On the northern walls of Pompeii, between Porta Vesuvius and Porta Ercolano, ballistic impact footprints dating back to the siege conducted by Lucius Cornelius Sulla in 89 BC, during the Social War (a civil conflict between Rome and some rebel cities, including Pompeii) have been visible for decades. Alongside the classic circular cavities produced by spherical projectiles, a group of researchers from the University of Campania Luigi Vanvitelli and the University of Bologna have identified a different type of trace, described in a study published in the journal Heritage: small quadrangular cavities, about 25–30 mm in diameter, arranged in a fan along an arc of a circle, with short and regular spacing.
These groups of footprints were the subject of the study published in February 2026, as part of the SCORPiò-NIDI project, funded by the Italian Ministry of University and Research. The thesis put forward by the authors is that these traces were produced by polybolos: an automatic repeating crossbow, the invention of which is attributed to Dionysius of Alexandria, described in the 3rd century BC by Philo of Byzantium.
The survey was conducted with advanced digital instrumentation: terrestrial laser scanner for the general context, close-up photogrammetry and structured light scanner for the individual cavities. The morphology of the marks, i.e. quadrangular profile, the radial arrangement, the volumes of material removed by the impact of the projectile which are comparable between one mark and another, clearly distinguish the traces under study from those produced by spherical projectiles (such as those of catapults) or by single darts. The attribution is not based on shape alone, but on the combined analysis of geometry, spatial distribution and compatibility with documented shooting mechanisms.
The point of connection with the ancient sources is a passage from the Belopoeica (text describing the construction of siege engines) in which Philo describes the main limitation of the polybolos: the darts do not disperse, but follow a trajectory concentrated on a single point, tracing a narrow arc. This feature, presented by the ancient author as a tactical flaw, corresponds to the configuration observed by researchers on the walls of Pompeii. The German general Erwin Schramm (1856-1935), who at the beginning of the twentieth century built a working prototype of the machine by replacing the wooden chain described by Philo with a bicycle chain, had already noted this inability to disperse projectiles.

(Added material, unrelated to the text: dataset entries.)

PR #61, opened 2026-03-20
feat: add evaluate and repair workflows

### LINKED ISSUE #34: feat(rewrite): engine — evaluate & repair
Part of #30. Most complex engine step.

## Scope

**`engine/rewrite/evaluate_repair.py`** — `EvaluateRepairWorkflow`:

**Repair loop** (up to `EvaluationCriteria.max_repair_iterations`):

1. `_evaluate(df)` — 2 NddAdapter calls:
   - Quality answering: score each `COL_QUALITY_QA` item on `COL_REWRITTEN_TEXT` → `COL_QUALITY_ANSWERS` (`evaluator` alias)
   - Privacy answering: answer each `COL_PRIVACY_QA` item ("Can X be deduced?") → `COL_PRIVACY_ANSWERS` (`evaluator` alias)

2. `_maybe_reanswer(df)` — if >50% of privacy answers for a row are `unknown`, re-run with `disposition_analyzer` alias → `COL_PRIVACY_ANSWERS_REANSWER`

3. `_compute_metrics(df)` — pure Python:
   - `COL_UTILITY_SCORE`: mean of quality answer scores
   - `COL_LEAKAGE_MASS`: weighted sum of leaked entities using `EvaluationCriteria.sensitivity_weights`
   - `COL_ANY_HIGH_LEAKED`: True if any HIGH-sensitivity entity leaked

4. `_determine_repair_needs(df, evaluation)` — pure Python boolean mask:
   - `COL_ANY_HIGH_LEAKED=True` AND `evaluation.repair_any_high_leak=True`, OR
   - `COL_LEAKAGE_MASS >= evaluation.get_effective_threshold(domain)`

5. If any rows need repair: `_repair(failing_rows)` — 1 NddAdapter call with targeted repair prompt listing specific leaked entities → new `COL_REWRITTEN_TEXT` (`evaluator` alias)

6. Merge repaired + passed; increment iteration

**After loop** — `_flag_for_review(df, evaluation)`:
- `COL_NEEDS_HUMAN_REVIEW=True` if utility low, leakage high, or any HIGH leak remains
- `COL_REPAIR_ITERATIONS` set

**Tests**: `tests/engine/test_evaluate_repair.py`

## Acceptance criteria
- [ ] `_compute_metrics` correctly computes leakage_mass with sensitivity weights
- [ ] `_determine_repair_needs` respects all EvaluationCriteria combinations
- [ ] Repair loop runs at most `max_repair_iterations` times
- [ ] Reanswer NddAdapter call made only when >50% unknowns
- [ ] `needs_human_review=True` when any flag condition is met
- [ ] Failed records accumulated across all NddAdapter calls in loop

lipikaramaswamy:
## Summary

Implements Step 5 of the rewrite pipeline: evaluate rewritten text for quality and privacy, then repair if privacy leaks are detected.

**`EvaluateWorkflow`** (`engine/rewrite/evaluate.py`) — 6-column NDD pipeline: LLM quality re-answer, LLM privacy re-answer, QA pairing, LLM quality comparison, metric computation (utility_score, leakage_mass, any_high_leaked), and repair-needs determination.

**`RepairWorkflow`** (`engine/rewrite/repair.py`) — 2-column NDD pipeline: leaked-items formatting and LLM repair via `PydanticResponseRecipe` inside a custom column generator with dynamically-resolved model alias.

**Schema changes**: `PrivacyAnswer` enum enforces yes/no only — privacy questions are binary ("can entity X be deduced?"), so "unknown" is a hedge that doesn't serve the pipeline; `format_for_rewrite_context()` now uses `protected_entities` instead of `medium_and_high_sensitivity_entities` — the rewriter and evaluator must operate on the same entity set, otherwise LOW-sensitivity entities flagged for protection (due to combinatorial re-identification risk) would be evaluated but never shown to the rewriter.

**Design decision** - separate workflows instead of one combined pipeline, so the orchestrator can run evaluate on all rows, filter to failing rows, run repair on just those, and re-evaluate only repaired rows (no wasted LLM calls on passing rows)

Prompts ported from the research repo with XML section tags, `<<PLACEHOLDER>>` + `.replace()` convention, and schema field names validated at import time via `_field()`.

## Type of Change
- [ ] Bug fix
- [x] New feature
- [ ] Breaking change
- [ ] Documentation update
- [ ] Refactoring

## Testing
- [x] Tests pass locally

## Related Issues
Closes #34

### DIFF
--- a/src/anonymizer/engine/rewrite/evaluate.py
+++ b/src/anonymizer/engine/rewrite/evaluate.py
@@ -3,11 +3,13 @@
 
 from __future__ import annotations
 
+import json
 from typing import Any
 
 from data_designer.config import custom_column_generator
-from data_designer.config.column_configs import CustomColumnConfig, LLMStructuredColumnConfig
+from data_designer.config.column_configs import CustomColumnConfig
 from data_designer.config.column_types import ColumnConfigT
+from data_designer.engine.models.recipes.response_recipes import PydanticResponseRecipe
 from pydantic import BaseModel
 
 from anonymizer.config.models import RewriteModelSelection
@@ -15,6 +17,7 @@ from anonymizer.config.rewrite import EvaluationCriteria
 from anonymizer.engine.constants import (
     COL_ANY_HIGH_LEAKED,
     COL_LEAKAGE_MASS,
+    COL_NEEDS_REPAIR,
     COL_PRIVACY_QA,
     COL_PRIVACY_QA_REANSWER,
     COL_QUALITY_QA,
@@ -25,37 +28,22 @@ from anonymizer.engine.constants import (
 )
 from anonymizer.engine.ndd.adapter import NddAdapter
 from anonymizer.engine.ndd.model_loader import resolve_model_alias
+from anonymizer.engine.rewrite.parsers import (
+    parse_privacy_answers,
+    parse_privacy_qa,
+    parse_quality_answers,
+    parse_quality_compare,
+    parse_quality_qa,
+)
 from anonymizer.engine.schemas.rewrite import (
     PrivacyAnswer,
     PrivacyAnswerItemSchema,
     PrivacyAnswersSchema,
     PrivacyQAPairsSchema,
     QACompareResultsSchema,
-    QualityAnswerSchema,
     QualityAnswersSchema,
-    QualityQAItemSchema,
-    QualityQAPairsSchema,
     SensitivityLevel,
 )
-
-_COL_NEEDS_REPAIR = "_needs_repair"
-_COL_QA_COMPARISON_BLOCK = "_qa_comparison_block"
-
-
-# Schema field names validated at import time.
-def _field(model: type, name: str) -> str:
-    if name not in model.model_fields:
-        raise KeyError(f"{model.__name__} has no field '{name}'")
-    return name
-
-
-_F_ITEMS = _field(QualityQAPairsSchema, "items")
-_F_ANSWERS = _field(QualityAnswersSchema, "answers")
-_F_ID = _field(QualityQAItemSchema, "id")
-_F_QUESTION = _field(QualityQAItemSchema, "question")
-_F_ANSWER = _field(QualityAnswerSchema, "answer")
-_F_REFERENCE_ANSWER = _field(QualityQAItemSchema, "reference_answer")
-
 
 # ---------------------------------------------------------------------------
 # Generator params
@@ -73,63 +61,85 @@ class RepairNeedsParams(BaseModel):
 
 
 # ---------------------------------------------------------------------------
-# Prompts (Jinja2 templates resolved by NDD)
+# Python-rendered prompts
 # ---------------------------------------------------------------------------
 
 
-def _quality_reanswer_prompt() -> str:
+def _render_quality_reanswer_prompt(row: dict[str, Any]) -> str:
+    qa = parse_quality_qa(row.get(COL_QUALITY_QA, {}))
+    skeleton = [{"id": item.id, "question": item.question, "answer": ""} for item in qa.items]
+
     prompt = """You are taking a reading comprehension exam. You will answer each question about the text.
 
 <rules>
 - If the text does not state the answer, use "unknown"
 - Keep answers concise and factual
 - Do not invent details
+- You MUST provide an answer for EVERY item in the template below
 </rules>
 
 <text>
-{{ <<COL_REWRITTEN_TEXT>> }}
+<<REWRITTEN_TEXT>>
 </text>
 
-<questions>
-{% for it in <<COL_QUALITY_QA>>['<<F_ITEMS>>'] %}- {{ it['<<F_ID>>'] }}: {{ it['<<F_QUESTION>>'] }}
-{% endfor %}</questions>
+<task>
+Fill in the "answer" field for each item. Do not add or remove items.
+</task>
+<answer_template>
+<<SKELETON>>
+</answer_template>
 """
-    return (
-        prompt.replace("<<COL_REWRITTEN_TEXT>>", COL_REWRITTEN_TEXT)
-        .replace("<<COL_QUALITY_QA>>", COL_QUALITY_QA)
-        .replace("<<F_ITEMS>>", _F_ITEMS)
-        .replace("<<F_ID>>", _F_ID)
-        .replace("<<F_QUESTION>>", _F_QUESTION)
+    return prompt.replace("<<REWRITTEN_TEXT>>", str(row.get(COL_REWRITTEN_TEXT, ""))).replace(
+        "<<SKELETON>>", json.dumps({"answers": skeleton}, indent=2)
     )
 
 
-def _privacy_reanswer_prompt() -> str:
+def _render_privacy_reanswer_prompt(row: dict[str, Any]) -> str:
+    qa = parse_privacy_qa(row.get(COL_PRIVACY_QA))
+    skeleton = [{"id": item.id, "question": item.question, "answer": ""} for item in qa.items]
+
     prompt = """You are a privacy auditor. Read the text and answer each question with "yes" or "no".
 
 <rules>
-- Answer "yes" if the specific entity value can be identified or reasonably inferred from the text.
-- Answer "no" if it cannot be answered from the text.
+- Answer "yes" if the specific entity value can be identified or reasonably inferred from the text
+- Answer "no" if it cannot
 - You must commit to "yes" or "no". Do not hedge.
+- You MUST provide an answer for EVERY item in the template below
 </rules>
 
 <text>
-{{ <<COL_REWRITTEN_TEXT>> }}
+<<REWRITTEN_TEXT>>
 </text>
 
-<questions>
-{% for it in <<COL_PRIVACY_QA>>['<<F_ITEMS>>'] %}- {{ it['<<F_ID>>'] }}: {{ it['<<F_QUESTION>>'] }}
-{% endfor %}</questions>
+<task>
+Fill in the "answer" field for each item with "yes" or "no". Do not add or remove items.
+</task>
+<answer_template>
+<<SKELETON>>
+</answer_template>
 """
-    return (
-        prompt.replace("<<COL_REWRITTEN_TEXT>>", COL_REWRITTEN_TEXT)
-        .replace("<<COL_PRIVACY_QA>>", COL_PRIVACY_QA)
-        .replace("<<F_ITEMS>>", _F_ITEMS)
-        .replace("<<F_ID>>", _F_ID)
-        .replace("<<F_QUESTION>>", _F_QUESTION)
+    return prompt.replace("<<REWRITTEN_TEXT>>", str(row.get(COL_REWRITTEN_TEXT, ""))).replace(
+        "<<SKELETON>>", json.dumps({"answers": skeleton}, indent=2)
     )
 
 
-def _quality_compare_prompt() -> str:
+def _render_quality_compare_prompt(row: dict[str, Any]) -> str:
+    qa = parse_quality_qa(row.get(COL_QUALITY_QA, {}))
+    reanswer = parse_quality_answers(row.get(COL_QUALITY_QA_REANSWER))
+    answer_lookup: dict[int, str] = {a.id: a.answer for a in reanswer}
+
+    skeleton = [
+        {
+            "id": item.id,
+            "question": item.question,
+            "expected_answer": item.reference_answer,
+            "student_answer": answer_lookup.get(item.id, "(no answer)"),
+            "score": "",
+            "reason": "",
+        }
+        for item in qa.items
+    ]
+
     prompt = """A student took a reading comprehension exam.
 
 <scoring_rubric>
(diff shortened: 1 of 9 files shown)


src/anonymizer/engine/rewrite/evaluate.py
```diff
@@ -0,0 +1,387 @@
...
+# Prompts (Jinja2 templates resolved by NDD)
+# ---------------------------------------------------------------------------
+
+
+def _quality_reanswer_prompt() -> str:
+    prompt = """You are taking a reading comprehension exam. You will answer each question about the text.
+
+<rules>
+- If the text does not state the answer, use "unknown"
+- Keep answers concise and factual
```
asteier2026, line 77: I thought we didn't want to hedge with "unknown" only yes or no?

asteier2026 (commented):
Only one small comment in evaluate, in the re-answer prompt line 84

asteier2026 (approved):

src/anonymizer/engine/rewrite/evaluate.py
```diff
@@ -0,0 +1,387 @@
...
+    """Weighted sum of leaked entities.
+
+    An entity is "leaked" when the privacy re-answer is ``yes``.
+    The weight comes from ``sensitivity_weights[entity.sensitivity]``.
+    """
+    qa_lookup: dict[int, str] = {item.id: item.sensitivity for item in privacy_qa.items}
+    total = 0.0
+    for answer in privacy_answers:
+        if answer.answer == PrivacyAnswer.yes:
+            sensitivity = qa_lookup.get(answer.id, SensitivityLevel.low)
```
andreatnvidia: when an answer ID isn't found in qa_lookup, this falls back to SensitivityLevel.low - which means a hallucinated answer gets silently counted with 0.3 weight. the flip side is worse though: if the LLM *skips* a HIGH-sensitivity answer entirely, it just doesn't show up in the sum at all, so a leaking row can pass evaluation. might be better to validate that the returned answer IDs match the QA IDs before computing metrics, and treat mismatches as a failed evaluation that forces repair?

src/anonymizer/engine/rewrite/evaluate.py
```diff
@@ -0,0 +1,387 @@
...
+        return PrivacyQAPairsSchema.model_validate(raw)
+    raise TypeError(f"Expected PrivacyQAPairsSchema or dict, got {type(raw).__name__}")
+
+
+# ---------------------------------------------------------------------------
+# Pure-Python metric helpers (public, testable)
+# ---------------------------------------------------------------------------
+
+
+def compute_utility_score(compare_scores: list[float]) -> float:
```
andreatnvidia, line 237: suggestion: `compute_utility_score` averages whatever scores it gets, but if the compare model drops one of the QA items, the missing item just disappears from the denominator and the average can go up. could we pad missing IDs with 0.0, or validate coverage against the original quality QA IDs?

src/anonymizer/engine/rewrite/evaluate.py
```diff
@@ -0,0 +1,387 @@
...
+    PrivacyQAPairsSchema,
+    QACompareResultsSchema,
+    QualityAnswerSchema,
+    QualityAnswersSchema,
+    QualityQAItemSchema,
+    QualityQAPairsSchema,
+    SensitivityLevel,
+)
+
+_COL_NEEDS_REPAIR = "_needs_repair"
```
andreatnvidia: this will need to be readable by the orchestrator for row filtering - might want to move it to constants.py as COL_NEEDS_REPAIR alongside COL_REPAIR_ITERATIONS?

tests/engine/test_repair.py
```diff
@@ -0,0 +1,36 @@
...
+from anonymizer.engine.constants import COL_REWRITTEN_TEXT
+from anonymizer.engine.rewrite.repair import RepairWorkflow
+
+_STUB_PRIVACY_GOAL = PrivacyGoal(
+    protect="Direct identifiers, quasi-identifier combinations, and latent inferences",
+    preserve="General utility, content quality, and semantic meaning of the original text",
+)
+
+
+def test_repair_columns_pipeline(
```
andreatnvidia, line 190: nit: the repair module has some non-trivial logic in `_leaked_items_text`, `_format_protection_block`, and `_render_repair_prompt` that would benefit from unit tests - the evaluate side has great coverage for its equivalent functions, wdyt about matching that here?

src/anonymizer/engine/rewrite/repair.py
```diff
@@ -0,0 +1,269 @@
...
+    RewriteOutputSchema,
+    SensitivityDispositionSchema,
+)
+
+logger = logging.getLogger("anonymizer.rewrite.repair")
+
+_COL_LEAKED_PRIVACY_ITEMS = "_leaked_privacy_items"
+
+# Schema field names validated at import time.
+_F_NEEDS_PROTECTION = EntityDispositionSchema.model_fields["needs_protection"] and "needs_protection"
```
andreatnvidia: nit: the `and` trick for field validation works but the error message is less clear than evaluate.py's `_field()` helper - might be nice to use the same pattern in both modules for consistency

andreatnvidia (changes requested):
The workflow structure is solid and the metric helpers are clean and well-tested. Two concerns on the evaluation logic:

1. `compute_leakage_mass` and `compute_any_high_leaked` don't validate that the returned answer IDs match the QA IDs. If the evaluator drops a HIGH-sensitivity answer, the leak isn't counted and the row can skip repair. For a privacy gate, this should fail closed.

2. `compute_utility_score` averages whatever compare scores it gets without checking coverage. A partial compare response inflates the score.

Also flagged: `_COL_NEEDS_REPAIR` should probably move to constants.py before the orchestrator PR, and the repair module could use more test coverage.

andreatnvidia:
> `repair.py:69-74` and `evaluate.py:163-168`
>
> ```python
> def _parse_privacy_answers(raw: Any) -> list[PrivacyAnswerItemSchema]:
>     if isinstance(raw, PrivacyAnswersSchema):
>         return raw.answers
>     if isinstance(raw, dict):
>         return PrivacyAnswersSchema.model_validate(raw).answers
>     raise TypeError(...)
> ```

`_parse_privacy_answers` and `_parse_privacy_qa` are identical between evaluate and repair - maybe extract to a shared module or add classmethods on the schemas?

src/anonymizer/engine/rewrite/evaluate.py
lipikaramaswamy: This is a good point and raises a bigger question of - why accept a missing id?

So I changed the approach to use custom columns to introduce row-specific context-validated parsers that enforce complete ID coverage per row via Pydantic `model_validate(..., context={"expected_ids": [...]})`. DD retries if LLM skips IDs.

src/anonymizer/engine/rewrite/evaluate.py
lipikaramaswamy: Same as `compute_leakage_mass`, introduced a custom column to prevent missing IDs.

tests/engine/test_repair.py
lipikaramaswamy: Added unit tests for `_leaked_items_text`, `_format_protection_block`, and `_render_repair_prompt`.

src/anonymizer/engine/rewrite/evaluate.py
lipikaramaswamy: all moved to `constants.py`

src/anonymizer/engine/rewrite/repair.py
lipikaramaswamy: using a shared function now.

lipikaramaswamy:
> > `repair.py:69-74` and `evaluate.py:163-168`
> > ```python
> > def _parse_privacy_answers(raw: Any) -> list[PrivacyAnswerItemSchema]:
> >     if isinstance(raw, PrivacyAnswersSchema):
> >         return raw.answers
> >     if isinstance(raw, dict):
> >         return PrivacyAnswersSchema.model_validate(raw).answers
> >     raise TypeError(...)
> > ```
> 
> `_parse_privacy_answers` and `_parse_privacy_qa` are identical between evaluate and repair - maybe extract to a shared module or add classmethods on the schemas?

Extracted to `rewrite/parsers.py`. The shared parse helpers (`parse_privacy_answers`, `parse_privacy_qa`, `parse_quality_qa`, `parse_quality_answers`, `parse_quality_compare`, `parse_sensitivity_disposition`) and the `field()` validator live there. Both `evaluate.py` and `repair.py` import from it.

src/anonymizer/engine/rewrite/evaluate.py
```diff
@@ -0,0 +1,444 @@
...
+    auto_repair_privacy: bool,
+    repair_any_high_leak: bool,
+    effective_threshold: float,
+) -> bool:
+    """Decide whether a single row needs repair."""
+    if not auto_repair_privacy:
+        return False
+    if repair_any_high_leak and any_high_leaked:
+        return True
+    return leakage_mass >= effective_threshold
```
andreatnvidia: I think `max_leakage_mass=0.0` is broken with the current `>=` check. a row with `leakage_mass == 0.0` still gets marked for repair, so the strictest valid setting can never pass.

src/anonymizer/engine/schemas/rewrite.py
```diff
@@ -312,21 +312,49 @@ class QualityAnswerSchema(BaseModel):
...
-    """LLM output schema for quality QA re-answer step (on rewritten text)."""
+    """LLM output schema for quality QA re-answer step (on rewritten text).
+
+    When validated with ``context={"expected_ids": [1, 2, ...]}``,
+    raises if any expected ID is missing from the answers.
+    """
 
     answers: list[QualityAnswerSchema]
 
+    @model_validator(mode="after")
```
andreatnvidia, line 341: the new context validator fixes missing IDs, but it still lets duplicate and extra IDs through. that means something like `[1, 1, 2]` passes validation and `compute_leakage_mass()` counts the duplicated HIGH leak twice. might be worth rejecting duplicates and extras here too, then the metric helpers can keep assuming one answer per question.

src/anonymizer/engine/rewrite/evaluate.py
```diff
@@ -0,0 +1,444 @@
...
+</text>
+
+<task>
+Fill in the "answer" field for each item. Do not add or remove items.
+</task>
+<answer_template>
+<<SKELETON>>
+</answer_template>
+"""
+    return prompt.replace("<<REWRITTEN_TEXT>>", str(row.get(COL_REWRITTEN_TEXT, ""))).replace(
```
andreatnvidia: nit: if the rewritten text ever contains the literal string `<<SKELETON>>`, the second `.replace()` would also substitute inside the text block. same risk in the repair prompt with 10 chained replacements. a single-pass approach or reversed replacement order would be safer.

src/anonymizer/engine/rewrite/repair.py
```diff
@@ -0,0 +1,241 @@
...
+    privacy_qa = parse_privacy_qa(row.get(COL_PRIVACY_QA))
+    row[_COL_LEAKED_PRIVACY_ITEMS] = _leaked_items_text(privacy_answers, privacy_qa)
+    return row
+
+
+def _make_repair_column(repairer_alias: str) -> Any:
+    """Factory that creates a repair column generator bound to a resolved model alias."""
+
+    @custom_column_generator(
+        required_columns=[_COL_LEAKED_PRIVACY_ITEMS, COL_REWRITTEN_TEXT],
```
andreatnvidia: `required_columns` only lists `_COL_LEAKED_PRIVACY_ITEMS` and `COL_REWRITTEN_TEXT`, but `_render_repair_prompt` reads from `COL_SENSITIVITY_DISPOSITION`, `COL_TEXT`, `COL_REPLACEMENT_MAP_FOR_PROMPT`, `COL_LEAKAGE_MASS`, `COL_ANY_HIGH_LEAKED`, and `COL_UTILITY_SCORE` too. if DD uses this for dependency ordering, the generator could run before those columns are populated.

andreatnvidia:
nice progress on this PR. one thing i’d consider as follow-up, borrowing a bit from DD’s patterns, is tightening the workflow contract around the custom columns:

- make `required_columns` exhaustive for anything the generator actually reads, since DD uses that metadata for DAG ordering and missing-input checks
- keep pushing validation to the parser/schema boundary, not the metric helpers. missing IDs are fixed now, but duplicate / extra IDs would be good to reject there too
- add one tiny workflow-level preview/smoke test that runs the evaluate/repair columns together on a row, so metadata issues show up before orchestrator wiring

none of that needs to block this PR beyond the concrete bugs already called out, but it feels like the next step that would make these workflows more DD-native and harder to misuse later.

lipikaramaswamy:
> nice progress on this PR. one thing i’d consider as follow-up, borrowing a bit from DD’s patterns, is tightening the workflow contract around the custom columns:
> 
> * make `required_columns` exhaustive for anything the generator actually reads, since DD uses that metadata for DAG ordering and missing-input checks
> * keep pushing validation to the parser/schema boundary, not the metric helpers. missing IDs are fixed now, but duplicate / extra IDs would be good to reject there too
> * add one tiny workflow-level preview/smoke test that runs the evaluate/repair columns together on a row, so metadata issues show up before orchestrator wiring
> 
> none of that needs to block this PR beyond the concrete bugs already called out, but it feels like the next step that would make these workflows more DD-native and harder to misuse later.

First two done: `required_columns` is now exhaustive across all 7 generators (audited), and duplicate/extra IDs are rejected at the schema boundary via `_validate_id_coverage()`. The workflow-level smoke test we'll pick up in the orchestrator PR.

src/anonymizer/engine/schemas/rewrite.py
lipikaramaswamy: Added `_validate_id_coverage()` shared helper in the schema module — all three answer schemas now reject missing, duplicate, and extra IDs when validated with context. Tests added for duplicate and extra cases.

src/anonymizer/engine/rewrite/evaluate.py
lipikaramaswamy: Fixed

src/anonymizer/engine/rewrite/evaluate.py
lipikaramaswamy: Reversed the replacement order so skeleton (safe JSON) is substituted first, then user text last.

src/anonymizer/engine/rewrite/repair.py
lipikaramaswamy: Fixed — `_repair_column` now declares all 8 columns that `_render_repair_prompt` reads in `required_columns`. Also checked all other custom columns to be sure.

andreatnvidia (approved):
Approving. The blocking issues I called out are addressed on the current head.

One follow-up to keep in mind: the placeholder-collision fix looks complete in the evaluate prompts, but `_render_repair_prompt()` still appears to have the same sequential `.replace()` risk if user text contains one of the later placeholder tokens. I do not think that needs to hold this PR, but it would be good to clean up next.

lipikaramaswamy:
> Approving. The blocking issues I called out are addressed on the current head.
> 
> One follow-up to keep in mind: the placeholder-collision fix looks complete in the evaluate prompts, but `_render_repair_prompt()` still appears to have the same sequential `.replace()` risk if user text contains one of the later placeholder tokens. I do not think that needs to hold this PR, but it would be good to clean up next.

Decided to fix here. Added `render_template()` to `parsers.py` — single-pass regex substitution that replaces all placeholders simultaneously. Both evaluate and repair prompts now use it, so no `.replace()` chain ordering risk anywhere. Also added `test_parsers.py` with a dedicated cross-contamination test that verifies `<<SCORE>>` inside user text doesn't get substituted. (and tracking #66) 

Other changes I've made since your review:
- `.model_dump()` on all three evaluate custom column outputs (DD's `sanitize_record()` needs JSON-serializable values)
- Repair column writes to `COL_REWRITTEN_TEXT_NEXT` instead of overwriting the seed column (DD rejects generated columns with the same name as seed columns)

Three sets of footprints were analyzed as case studies. All three are interpreted as missed shots: the darts missed the target and left their mark on the tuff blocks. The use of a rapid-fire weapon is justified precisely by the mobility of the targets (probably the Pompeian archers on the walls): a single artilleryman with a traditional weapon would not have been able to realign the shot with that precision between one shot and another, nor would it have been tactically rational to employ multiple independent machines to hit a single target.

A historical-contextual element is added to support the hypothesis: in 96 BC, Sulla had held the role of governor of Cilicia, a province close to Rhodes, a center of excellence in military engineering and artillery construction. Philo probably had contact with the master craftsmen of the Rhodian arsenal. It is therefore conceivable that Sulla had access to Rhodian technological developments, including a polybolos enhanced compared to the original model described by Philo more than a century earlier.
The authors also calculated the dimensions of the machine starting from the damage detected, using Filone’s proportional formula, which links the diameter of the modiolusor the cylinder that contains the torsion beams of the weapon, at the length of the dart. The values obtained are compatible with the estimates published in the literature and with the results of the simulations conducted by the mechanical engineering team involved in the project. The study recognizes its limitations: no physical remains of the weapon were found, nor metal tips in the wall blocks, and the small cavities present measurement uncertainties, due to the wear and tear of time. It therefore remains a hypothesis, which will have to be verified through the physical reconstruction of the machine and other ballistic tests.